Elizabeth Chatterjee, 23, who passed in 2008 when the word was novelty, said that in her year candidates spent the first hour wandering around the exam hall, thinking and sipping water.

In this most extreme of exams – and one that a four year old could answer (though simply!) – students spent an hour piecing together what they knew into something presumably profound. Compare this with most exams where the answer to a question is either obvious to the student or not, with little space in between.

(Notice also that students were “wandering around”. Cheating isn’t a problem when originality is emphasised.)

Since the one word exam was retired, candidates do two general papers and then two specialised papers. The questions quoted earlier are typical of the general paper in that they’re fairly straight forward. The questions in the specialised paper sometimes require more knowledge to understand, but a first year undergraduate would be able to make a good stab of answering most of the questions. (I’ve put a sample of questions from each 2012 paper at the end.)

These exams flip the thinking process usually expected in exams. In most exams – even those testing higher level thinking – the question tells students the concept that they are being tested on. With these more open ended questions, students need to consider what, from all their previous learning, is relevant.

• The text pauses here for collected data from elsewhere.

PR #3578, opened 2025-12-12
Analyzer/Charts: Fix week starting on Sunday starts on Monday

florian-h05:
The `week` chart type should range from Sunday to Sunday, but it has been rendered similarly to `isoWeek` from Monday to Monday.

This fixes that behaviour by properly calculating the startTime and removing the alignment logic from oh-time-axis, as startTime and endTime are already properly aligned by the chart-mixin.


florian-h05:
@jsjames Can you please have a look and confirm my thought process that we don't need to perform special alignment of min/max for oh-time-series as the chart-mixin provides already aligned startTime and endTime?

jsjames:
> @jsjames Can you please have a look and confirm my thought process that we don't need to perform special alignment of min/max for oh-time-series as the chart-mixin provides already aligned startTime and endTime?

Changes look good, i did submit a PR to your branch to make the week starting on sun vs. mon in the ui.

Issue #3204, opened 2025-05-28
oh-knob add responsiveness


mannemiethe:
## The problem

in the old version of oh-knob responsiveness was implemented and it was possible to set it with responsive = true,
After switching from the old component to vue-roundsliderui, the oh-knob responsiveness was not implemented.
## Your suggestion

Please add responsiveness. You can implement it using the resize event. See:
https://codesandbox.io/p/sandbox/vue-round-slider-responsiveness-4lbipj
https://vue.roundsliderui.com/#comments
## Your environment

openHAB 4.3.5
Release Build
Main UI Commit b1cd4467
```yaml

```

PR #3586, opened 2025-12-14
add responsiveness to oh-knob

mannemiethe:
to fix the issue: https://github.com/openhab/openhab-webui/issues/3204

ResponsiveOhKnob

## Add responsive sizing to oh-knob widget

This PR adds responsive sizing capabilities to the `oh-knob` widget, allowing it to automatically adjust its size based on its container dimensions.

### Changes
- Added `responsive` configuration option to enable dynamic sizing
- Implemented ResizeObserver to detect parent container size changes
- Added window resize and gridster-resized event listeners for layout changes
- When `responsive` is enabled and `size` is set (1-100 or "100%"), the knob scales proportionally to fit its container
- Falls back to measured pixel dimensions when no size is specified
- Properly cleans up listeners and observers on component destruction

### Usage
Set `responsive: true` in the widget configuration to enable automatic sizing. Optionally specify `size` as a percentage (1-100 or "100%") to control the knob's size relative to its container.

### Implementation
- Follows the same responsive pattern used in `oh-grid-item` and other layout widgets
- Compatible with grid layouts, canvas layouts, and standard containers
- Maintains backward compatibility - existing configurations work unchanged


florian-h05:
@mannemiethe Thank you for your PR. Due to the upcoming 5.1.0 release we are no in a feature freeze, meaning no new features can be merged before the 5.1.0 release is done. Your PR will be reviewed some time after the release.

mannemiethe:
@florian-h05: I understand. No Problem but can review it and merge it after the release?

florian-h05:
After the release we can review and merge again 👍

mannemiethe:
who can review and merge this PR?

jsjames:
@mannemiethe - I started to look at this already - but need a few days. The better place for handling resizing is at the the css level - where you could define the width/height and then the browser would handle everything for you - however the base round-slider component does not support this.

The round-slider component has a few other limitations regarding some of the the theme support features (#3738) where it overrides (for some reason) any defined css color class with defaults. I'm looking at how intrusive it will be to modify the component to support classes better and in doing so, there might be a good way to use css size properties to automatically support responsiveness.

Lastly, the round-slider is the only component requiring jquery in the UI. While jquery is not huge, it is not insignificant in size. I have an initial port of the round-slider component using dom7 which is working. Dom7 is what all the f7 components are built with and is syntactically similar to jquery, but there are a few deltas which i'm working through.

I'll hope to have something for testing in the next few days. Assuming this goes well, the responsiveness can be done at the browser level.

mannemiethe:
i mean until you can deliver this new component, it would be nice if this feature can be used.

mannemiethe:
@jsjames You cannot doit with css only you also need javascript for the knob. However i think it makes sense to first merge this PR until you have a new solution to remove jquery.

Issue #3583, opened 2025-12-14
(non) formatted values in charts


mstormi:
Apache echarts uses bare unformatted numbers to display in markPoints, legend and so on.
It should be using the item's display pattern (or rather the <item as Number>'s display pattern - UoM units may or may not mess up the display).

While this can be worked around using label: and formatter: that is very annoying and does not work everywhere.

Also it's using the default locale so e.g. a value that reads 1234,56 in DE locale will be displayed as 1,234.56.

jsjames:
Regarding the 2 items - these are new enhancements to be considered in the UI as neither has been implemented.

- localization of numbers. Unfortunately, echarts does not natively support localized number format. However, I have added a PR (#3587) which adds this capability with a custom number formatter.

- using displayState in echarts. This one needs more thought as the stateDescription is applied in the core and not the UI.  We'd likely have to read the stateDescription metadata and then implement similar formatting in the UI that is in the core.  @florian-h05, any additional houghts here?

florian-h05:
> using displayState in echarts. This one needs more thought as the stateDescription is applied in the core and not the UI. We'd likely have to read the stateDescription metadata and then implement similar formatting in the UI that is in the core. 

I think there was an issue about this, but I can't find it anymore. EDIT: https://github.com/openhab/openhab-core/issues/4697
You are right that this needs to be carefully thought about, and I am against trying to replicate the formatting core uses. AFAIK this is based on Java Formatter, and I neither want to reimplement nor maintain a port of the Java formatter and the UoM formatter in Main UI. That being said, if the REST API would optionally provide the state formatted, we could solve the issue way easier.

jsjames:
Given we addressed the localized formatting part of this issue in #3587 and the displayState is covered in #4697, I will close this issue out.

@mstormi, it would be good for you to test the localized formatting when you get a chance.

PR #3587, opened 2025-12-14
Charts: Add missing number format localization 

jsjames:
Refs #3583.

### DIFF
--- a/bundles/org.openhab.ui/web/src/components/widgets/chart/misc/oh-chart-tooltip.js
+++ b/bundles/org.openhab.ui/web/src/components/widgets/chart/misc/oh-chart-tooltip.js
@@ -16,6 +16,9 @@ export default {
     if (options.smartFormatter) {
       options.formatter = (params, ticket, callback) => {
         let tooltip = ''
+        // special tooltip for mark area:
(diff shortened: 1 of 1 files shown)


bundles/org.openhab.ui/web/src/components/widgets/system/oh-chart-component.vue
```diff
@@ -86,7 +86,9 @@ export default {
     let initOptions = echartsLocale ? {
       locale: echartsLocale
     } : null
-    return { echartsLocale, initOptions }
+
+    let numberFormatter = new Intl.NumberFormat(useRuntimeStore().locale)
```
florian-h05: Any reason to put this in oh-chart-component?
I'd prefer having chart-mixin not depend on data of its "users", but have it self-contained.

florian-h05:
Also, please always add reference to the issues in the PR description.

florian-h05 (approved):
LGTM, thanks! I have added using the numberFormatter when smartFormatter is enabled for oh-chart-tooltip.
I think it's reasonable to label this as bug fix so we can merge it now.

We all seem to want to build creative and critical students, but so often assignment descriptions, exam questions and their assessment criteria are so restrictive  that students must be at least partly mechanical in their response – and sometimes ‘playing the game’ is the easiest path to high marks. The expectations of a successful candidate at All Souls are much broader and can be found near the bottom of this page (link).

The use of students’ learning after graduation doesn’t resemble this restrictive assessment, whether in a higher academic environment or in practice. Recognising the important contexts and questions is more important than being able to answer a question, especially since clear questions are rarely presented to us outside of assignment and exams. Transfer of knowledge is increased by asking broad questions.

And so, perhaps we need to make exams easier to make them harder.

Past exam papers can be found here (link). A sample of typical questions from the 2012 exam papers is below. Papers have somewhere between 20 and 80 questions, of which students answer three in three hours.

General:

Are all Internet users equal?

How do you know whether you are happy?

What has the Occupy movement revealed?

Economics:

Do we need a theory of entrepreneurship?

‘The most effective form of foreign aid would be free immigration.’ Do you agree?

What is the right level of government debt?

Law:

Is the contract of employment a distinctive category of contract?

‘The courts are courts of law, but they are also courts of justice.’ [LORD COLLINS, 2011]. Discuss.

Should States be able to claim extra-territorial jurisdiction?

Politics:

‘To date, no stable political democracy has resulted from regime transitions in which mass actors have gained control even momentarily over traditional ruling classes’ [TERRY KARL 1990]. Discuss, either solely with reference to Latin America or more generally.

Is political participation in decline in Western societies and if so what explains the decline?

Why was it possible to create an effective treaty protecting the ozone layer but not a treaty preventing dangerous climate change?

English:

Discuss:

All Souls cartoon

Is asking which was the first novel the wrong question? If so, what’s the right question?

‘Women aren’t funny’ [CHRISTOPHER HITCHENS]. Discuss the use of humour in the work of as many female writers as you like.

Classics:

Why should we care how the Iliad was composed?

Why were Spartans more prone to violence than other Greeks?

By the time of Emperor Constantine a pagan emperor ‘could no longer govern without the acquiescence and good will of his Christian subjects’ [BARNES]. Discuss.

History:

What was distinctive about Muhammed’s message?

What was the relationship between art and power in renaissance Florence?

In what ways did the 1950s witness the ‘end of ideology’?